• [Task]: Lines with "there": please show every one of them from the listing below.

• [Provided data]:
Issue #2696, opened 2022-12-20
Cannot create new agent from the assign agent QCBX in the accounts panel


grantfitzsimmons:
**Reported By:** @grantfitzsimmons

grantfitzsimmons:
**Reported By:** Natural History Museum of Denmark

> 
> Our process was the following:
> 
> 1. Sp7 – Security and Accounts
> 
> 2. Choosing the collection
> 
> 3. Under ‘User Accounts Assigned to this Collection’ selecting a user
> 
> 4. Clicking on Enable Collection Access
> 
> 5. First problem: it doesn’t find an agent with this name
> OK, we are creating a new one for him
> 
> 6. Trying to save it
> 
> 7. Set User Agents
> 
> 8. Second problem: a pop-up window is appearing that says ‘Set user agents’
> Please set the following agents before proceeding:
> It show the he has agents at the collections, where he needs to have one, but doesn’t have, where he has no access. I cannot save it this way.
> I cannot save it if I fill out every fields (adding agents for him at each and every collections).
> 
> 9. Dead end.

grantfitzsimmons:
**Reported By:** Willem

> I tried to add a new user. It seems that there was an issue when I tried to create a new agent record from within the ‘create new user’ process. I was forced to create a new agent in the agent table first and then look it up in the create user process.

I can confirm this experience as reported above.

maxxxxxdlp:
I got good news and bad news.

Turns out, this is a bug with business rules, not with the security panel. Scoping rules were not applied to resources created outside of the Data Entry (or Interactions or Record Set) screen (on the front-end, the workbench creates resources on the back-end so it's ok) (all other business rules were still applied). Thus, agents created in the security panel were not scoped to division.

This has been a bug since the beginning of specify 7, but it didn't manifest itself for two reasons:
 - we didn't have any place where you created resources outside of Data Entry.
 - we didn't not load code dynamically. even if you were in query builder, the form code was loaded anyway.

Since scoping file was loaded dynamically, it was only loaded when you open Data Entry. And if you didn't open forms, it won't get loaded. Thus, a temporary workaround for this bug is to open any form, and then if you go to user preferences, the agent will be created correctly.

But I also pushed a temporary fix.

maxxxxxdlp:
#2696 and #2405 are manifestations of the same issue

specifysoftware:
This issue has been mentioned on **Specify Community Forum**. There might be relevant details there:

[...]

Issue #2405, opened 2022-11-04
Cannot set batch of agents for collection access


grantfitzsimmons:
https://user-images.githubusercontent.com/37256050/200043897-c86ff644-c8fb-4594-b0b0-d86609b8127b.mp4

I tried to grant collection access to all collections for a user (`ksearcy`) in the `herb_umass` database. This resulted in a prompt asking for me to assign agents for all collections. Once I did, the dialog would not disappear. I then tried to save the record and was unable. Refreshing showed that the changes were not saved.

https://herbumass-testability.test.specifysystems.org/specify/security/user/2/

`testability`, macOS, chrome

grantfitzsimmons:
Performing the same set of activities on `edge` I recieved this warning:

<img width="708" alt="image" src="https://user-images.githubusercontent.com/37256050/200044335-6a909db5-1bdf-4045-afaf-84a17b705006.png">

Keep in mind that I created 3 agents using the QCBX during this process.

maxxxxxdlp:
The video you attached does not seem to load.

I wasn't able to replicate the issue in Herb_umass.
My steps:
1. Create a user with collection access in one collection
2. Create agent for it
3. Save - no issues
4. Make user institutional admin
5. Save - dialog about missing agents pops up
6. Set all agents to agents that are already in use
7. Press Save - dialog updates to show that agents are already in use
8. Select agents that are not in use
9. Save - saved without issues

maxxxxxdlp:
For the error on your screenshot, I literally have a comment in code "Not formatting this error nicely, as it shouldn't ever happen".
LOL

The error means you assigned more than one agent to the same user in the same division - not sure how that happened

grantfitzsimmons:
Here is the full video walking through how to recreate this bug in `edge`:

The issue is that if you can create agents with the QCBX, it should be supported. If existing agents are required, it should be enforced.


https://user-images.githubusercontent.com/37256050/202812303-78d86c12-f32b-4cc7-ba20-fdc2a6d6c391.mp4

maxxxxxdlp:
I was able to reproduce the bug from your last video in `edge`, but not in `testability`. Since it doesn't happen in next release, I won't investigate it further

I was able to reproduce the behavior you mentioned in the initial comment on `testability`.

It happens because sp7 does not set `Agent.division` when creating a new agent, and so when you choose an agent in the `Set User Agents` dialog, back-end does not detect that you set an agent in that division, because agent is not connected to the division.

[...]

PR #3039, opened 2023-02-22
Fix scoping rules not always being loaded

maxxxxxdlp:
The scoping rule file wasn't imported until some code needed
"fetchCollectionsForResource". Thus, scoping rules were not applied
unless a form was opened.

This means records created outside of a form weren't getting scoped.

Fixed.

Fixes https://github.com/specify/specify7/issues/2696


maxxxxxdlp:
@specify/ux-testing 
Can this be reviewed? This is a quite high priority

chanulee1 (approved):
Appears to be fixed. Unable to replicate #2696 and #2405.

PR #3044, opened 2023-02-23
Allow to populate number of prep in loans with bulk value

### LINKED ISSUE #2549: Allow setting default quantity of preps when selecting all preps
> For many of our loans we will have multiple loan preparations that we have to add (>30) but when you add the list of preparations (from a record set) it defaults to choosing the highest quantity for all preps (image 1). In our case we'd like the default quantity to be 1, can we change that anywhere?

image

**Requested By:** Dan Baker at CSIRO on [Asana](https://app.asana.com/0/1201972579963460/1203424280039616/f)

CarolineDenis:
Fixed #2549


specifyweb/frontend/js_src/lib/components/Interactions/PrepDialog.tsx
```diff
@@ -205,8 +209,29 @@ export function PrepDialog({
...
+              <td />
+              <td>{commonText.bulkValue()}</td>
+              <td>
+                <Input.Number
+                  aria-label={interactionsText.selectedAmount()}
+                  max={maxPrep}
+                  min={1}
+                  title={interactionsText.selectedAmount()}
+                  value={bulkValue}
+                  onValueChange={(newSelected): void =>
```
maxxxxxdlp, line 224: Can just replace this with `onValueChange={setBulkValue}`

specifyweb/frontend/js_src/lib/localization/query.ts
```diff
@@ -650,28 +650,8 @@ export const queryText = createDictionary({
   importNoReadPermission: {
     'en-us':
       'The query you imported contains tables you do not have read access to:',
-    'es-es': `
```
maxxxxxdlp, line 653: Was this removed accidentally?

specifyweb/frontend/js_src/lib/components/Interactions/PrepDialogRow.tsx
```diff
@@ -79,8 +83,19 @@ export function PrepDialogRow({
             max={preparation.available}
             min={0}
             title={interactionsText.selectedAmount()}
-            value={selected}
-            onValueChange={handleChange}
+            value={
```
maxxxxxdlp, line 86: This (very complicated) logic only affects what's visible in the field, not what's going to be sent to the server when user submits the form

maxxxxxdlp: You shouldn't have to change anything in this file.
Instead, in the `onValueChange` for the bulk value input field, call setSelected to change how many are selected in each

specifyweb/frontend/js_src/lib/localization/common.ts
```diff
@@ -594,4 +594,7 @@ export const commonText = createDictionary({
     'ru-ru': 'не в сети',
     'uk-ua': 'офлайн',
   },
+  bulkValue: {
+    'en-us': 'Bulk value',
```
maxxxxxdlp, line 598: Rename to `Bulk Select`

maxxxxxdlp (changes requested):

maxxxxxdlp (approved):
@grantfitzsimmons can you take a look and see if you like the position of the bulk select input field? Or should it be above the table?

grantfitzsimmons:
I think it should be above the table, but it looks good!

My only request would maybe be that when "Select All" is selected the Bulk Select goes to its max value.

grantfitzsimmons (approved):

grantfitzsimmons:
Don't merge until @chanulee1 has had some time to test as well

chanulee1 (changes requested):
Does not select preparations for initial count of bulk value. Must increment and then decrement to select number of preps equal to the initial count.


https://user-images.githubusercontent.com/103299204/224203330-8e8b1c27-699c-4408-b630-f2998bf4d11a.mp4

https://coldfish-issue-2549.test.specifysystems.org/specify/

grantfitzsimmons:
> Does not select preparations for initial count of bulk value. Must increment and then decrement to select number of preps equal to the initial count.

The default bulk select value should be 0 instead of 1 so that this issue does not occur

chanulee1:
Default bulk select issue is fixed. But, "select all" and "deselect all" buttons do not affect bulk select value. Is this an issue?

https://user-images.githubusercontent.com/103299204/224378863-66585b59-51f8-46f9-9330-842e9a09791e.mp4

CarolineDenis:
@chanulee1 , The select all should not modify the bulk value

chanulee1 (approved):

maxxxxxdlp (changes requested):
I would echo what Grant said and suggest that this is put above the table as it's current position looks weird (because some cells are blank) and is confusing (because it changes the number of rows in the table - which is sort of data misrepresentation)

Can we put it above the table?
ie, something like: `Bulk Select: [_0_______]` (just a label and a field, excuse the ascii art)

maxxxxxdlp (approved):

PR #1078, opened 2026-07-10
Fix unbalanced quote in aliases plugin redirect template

holly-cummins:
The redirect template had quotes around  the`{url}` placeholder which caused double-quoting when the URL was substituted, breaking the meta refresh tag. Actually, it's worse than that, because it didn't have double-quotes, it had *a* double quote (singular). :)

Changed: `content="0; url="{url}`
To: `content="0; url={url}"`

• [Written reply]:
> I tried to add a new user. It seems that there was an issue when I tried to create a new agent record from within the ‘create new user’ process. I was forced to create a new agent in the agent table first and then look it up in the create user process.
This issue has been mentioned on **Specify Community Forum**. There might be relevant details there:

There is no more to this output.